MATERIAL FOR THIS TASK:
________
PR #3096, opened 2021-07-31
Make it possible to enable breadcrumbs per page

lsolesen:

## Summary

Makes it possible to enable breadcrumbs on a per page basis. That will make it possible to disable breadcrumbs for an entire colletion alos by only editing the _config.yml.


lsolesen:
Changed logic so it is possible to enable instead of disable.

PR #3113, opened 2021-08-08
Do not markdownify title - Fixes #3094

### LINKED ISSUE #3094: Title should not be markdownified
## Environment

- Minimal Mistakes version:
- Ruby gem or remote theme version:
- Jekyll version:
- Git repository URL:
- GitHub Pages hosted (if yes provide URL to site):
- Operating system:

I cannot use a pipe | in the title, as it will be changed by the markdownify. It seems unneccesary to markdownify the title, but there is probably some reason for this?

```
{%- if seo_title -%}
  {%- assign seo_title = seo_title | markdownify | strip_html | strip_newlines | escape_once -%}
{%- endif -%}
```

## Expected behavior

I think it should be pssible to use a pipe in the title.

Just try to add a pipe to the title.

lsolesen:
Title should not be markdownified. Pull request to fix gh-3094.


_includes/seo.html
```diff
@@ -4,14 +4,14 @@
 {%- endif -%}
 {%- assign seo_url = seo_url | default: site.github.url -%}
 
-{% assign title_separator = site.title_separator | default: '-' | replace: '|', '&#124;' %}
+{% assign title_separator = site.title_separator | default: '-' %}
```
iBug, line 7: I'd rather keep this line. Liquid `escape_once` doesn't cover the vertical bar. （[Reference](https://www.rubydoc.info/gems/liquid/4.0.0/Liquid/StandardFilters#HTML_ESCAPE_ONCE_REGEXP-constant))

iBug (changes requested):

iBug:
You can add `Fixes #3094` to your PR description so it's automatically closed when this is merged. See <https://docs.github.com/en/issues/tracking-your-work-with-issues/linking-a-pull-request-to-an-issue#linking-a-pull-request-to-an-issue-using-a-keyword>

lsolesen:
But why should the vertical bar | be escaped in the seo_title?

If it needs replacing then the replace should probably take place on seo_title together with escape_once instead, as the user might use it as part of the title also.

iBug:
Well you're right. I couldn't find any necessity to escape the vertical bar. Maybe it was related to Markdown parsing where it would be interpreted as table. Now that you've removed `markdownify`, this escape shouldn't be needed anymore.

iBug (approved):

mmistakes:
The `markdownify` filter does serve a purpose as it normalizes titles that may use Markdown to apply emphasis or other "light" formatting.

For example check this test post on master. https://mmistakes.github.io/minimal-mistakes/markdown/markup-title-with-markup/

Screen Shot 2021-08-08 at 1 54 14 PM

The title has a word italized and bolded, and the `<title>` element is readable without Markdown characters appearing.
Screen Shot 2021-08-08 at 1 51 59 PM

This PR breaks that. Now the `<title>` element has all the Markdown syntax there. Markdown titles are probably an edge case, but the theme has had support for them for a long time and this breaks that.

Screen Shot 2021-08-08 at 1 53 32 PM

mmistakes:
A better fix might be to apply the Markdown and replace transforms on `page.title` before the separator and `site.title` are appended. Then it won't do unintended things on the `|` or any other characters that serve a purpose in Markdown.

_includes/seo.html
```diff
@@ -4,14 +4,14 @@
...
 
 {%- if page.title -%}
   {%- assign seo_title = page.title | append: " " | append: title_separator | append: " " | append: site.title -%}
 {%- endif -%}
 
 {%- if seo_title -%}
-  {%- assign seo_title = seo_title | markdownify | strip_html | strip_newlines | escape_once -%}
```
mmistakes, line 14: Try applying these filters on `page.title` a few lines above before appending the spaces, `title_separator` and `site.title`.

mmistakes (changes requested):

lsolesen:
Thanks for the comments @iBug and @mmistakes. Here is a new stab on solving the issue.

_includes/seo.html
```diff
@@ -4,10 +4,15 @@
 {%- endif -%}
 {%- assign seo_url = seo_url | default: site.github.url -%}
 
-{% assign title_separator = site.title_separator | default: '-' | replace: '|', '&#124;' %}
+{% assign title_separator = site.title_separator | default: '-' %}
 
 {%- if page.title -%}
-  {%- assign seo_title = page.title | append: " " | append: title_separator | append: " " | append: site.title -%}
```
iBug, line 10: I think the problem lies here: It assigns `page_title` (with fallback values) only when `page.title` is set, seems like circular logic to me.

iBug (changes requested):

_layouts/single.html
```diff
@@ -18,7 +18,7 @@
   {% include sidebar.html %}
 
   <article class="page h-entry" itemscope itemtype="https://schema.org/CreativeWork">
-    {% if page.title %}<meta itemprop="headline" content="{{ page.title | markdownify | strip_html | strip_newlines | escape_once }}">{% endif %}
+    {% if page.title %}<meta itemprop="headline" content="{{ page_title }}">{% endif %}
```
iBug, line 21: I'm afraid `page_title` as calculated in `seo.html` won't propagate to here.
________
WHAT THE EXERCISE ASKS: Scan the records above for the string "disable", then report every line that contains it.

SOLUTION:
Makes it possible to enable breadcrumbs on a per page basis. That will make it possible to disable breadcrumbs for an entire colletion alos by only editing the _config.yml.
Changed logic so it is possible to enable instead of disable.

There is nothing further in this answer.